Tunnel Try-on: Excavating Spatial-temporal Tunnels for High-quality Virtual Try-on in Videos

TL;DR

Tunnel Try-on tackles video virtual try-on by combining diffusion-based generation with a focus tunnel that zooms in on clothing regions to preserve fine garment details while Kalman-filtered smoothing and tunnel embeddings maintain temporal coherence. The architecture couples a Main U-Net with a Ref U-Net under Temporal-Attention and augments it with an Environment Encoder to supply global context, along with a Focus Tunnel Extraction strategy and novel enhancements. Two-stage training—image-based then video-based—demonstrates state-of-the-art performance on challenging real-world data, surpassing prior GAN- and diffusion-based methods in both quality and temporal stability. This approach enables robust, high-fidelity, commercially viable video try-on across diverse clothing types and dynamic camera motions, advancing practical applications in the fashion industry.

Abstract

Video try-on is a challenging task and has not been well tackled in previous works. The main obstacle lies in preserving the details of the clothing and modeling the coherent motions simultaneously.
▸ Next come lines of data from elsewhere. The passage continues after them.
PR #836, opened 2022-12-03
IS creature companions

SCMNomad:


src/items/creature-companions/linnormling.json
```diff
@@ -0,0 +1,1523 @@
...
+        "uses": {
+          "max": 0,
+          "per": "",
+          "value": 0
+        }
+      }
+    }
+  ],
+  "prototypeToken": {
+    "name": "New Actor (54)",
```
LebombJames, line 912: Can you run cook on these so their prototype tokens are correct for the system settings? It should set the name and default settings correctly. Still don't commit the db files. If that doesn't do anything you'll need to rebase from development to get those changes to cook.

LebombJames (changes requested):

LebombJames:
Nice one 👍

PR #845, opened 2022-12-11
Ironmonk88 chat message changes

Dosendusche:
- resolved merge conflicts.

I think it would be good if someone could take a look if that would still work like this especially ironmonk88. The rolling in starfinder alone still works fine.


LebombJames:
How come this PR doesn't have the if statement around the chat message creation in dice.js?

Faced with those difficulties, we address video try-on by proposing a diffusion-based framework named "Tunnel Try-on." The core idea is excavating a "focus tunnel" in the input video that gives close-up shots around the clothing regions. We zoom in on the region in the tunnel to better preserve the fine details of the clothing. To generate coherent motions, we first leverage the Kalman filter to construct smooth crops in the focus tunnel and inject the position embedding of the tunnel into attention layers to improve the continuity of the generated videos. In addition, we develop an environment encoder to extract the context information outside the tunnels as supplementary cues. Equipped with these techniques, Tunnel Try-on keeps the fine details of the clothing and synthesizes stable and smooth videos. Demonstrating significant advancements, Tunnel Try-on could be regarded as the first attempt toward the commercial-level application of virtual try-on in videos.

Figures (7)

• Figure 1: Generated results of Tunnel Try-on. Our model achieves state-of-the-art performance in the video try-on task. It can not only handle complex clothing and backgrounds but also adapt to different types of human movements in the video (first and second rows) and camera angle changes (third row).
• Figure 2: The overview of Tunnel Try-on. Given an input video and a clothing image, we first extract a focus tunnel to zoom in on the region around the garments to better preserve the details. The zoomed region is represented by a sequence of tensors consisting of the background latent, latent noise, and the garment mask, which are concatenated and fed into the Main U-Net. At the same time, we use a Ref U-Net and a CLIP Encoder to extract the representations of the clothing image. These clothing representations are then added to the Main U-Net using ref-attention. Moreover, human pose information is added into the latent feature to assist in generation. The tunnel embedding is also integrated into temporal attention to generating more consistent motions, and an environment encoder is developed to extract the global context as additional guidance.
• Figure 3: Qualitative comparison with existing alternatives on the VVT dataset. The clothing and target person is shown in (a). The results of (b) FW-GAN, (c) PBAFN, (d) ClothFormer, (e) StableVITON, and (f) Tunnel Try-on are represented respectively.
• Figure 4: Qualitative results of Tunnel Try-on on our dataset. We present the try-on results of pants and skirts, as well as cross-category try-on results.
• Figure 5: Qualitative ablations for the focus tunnel. This zoom-in strategy brings notable improvements for preserving the fine details of the clothing.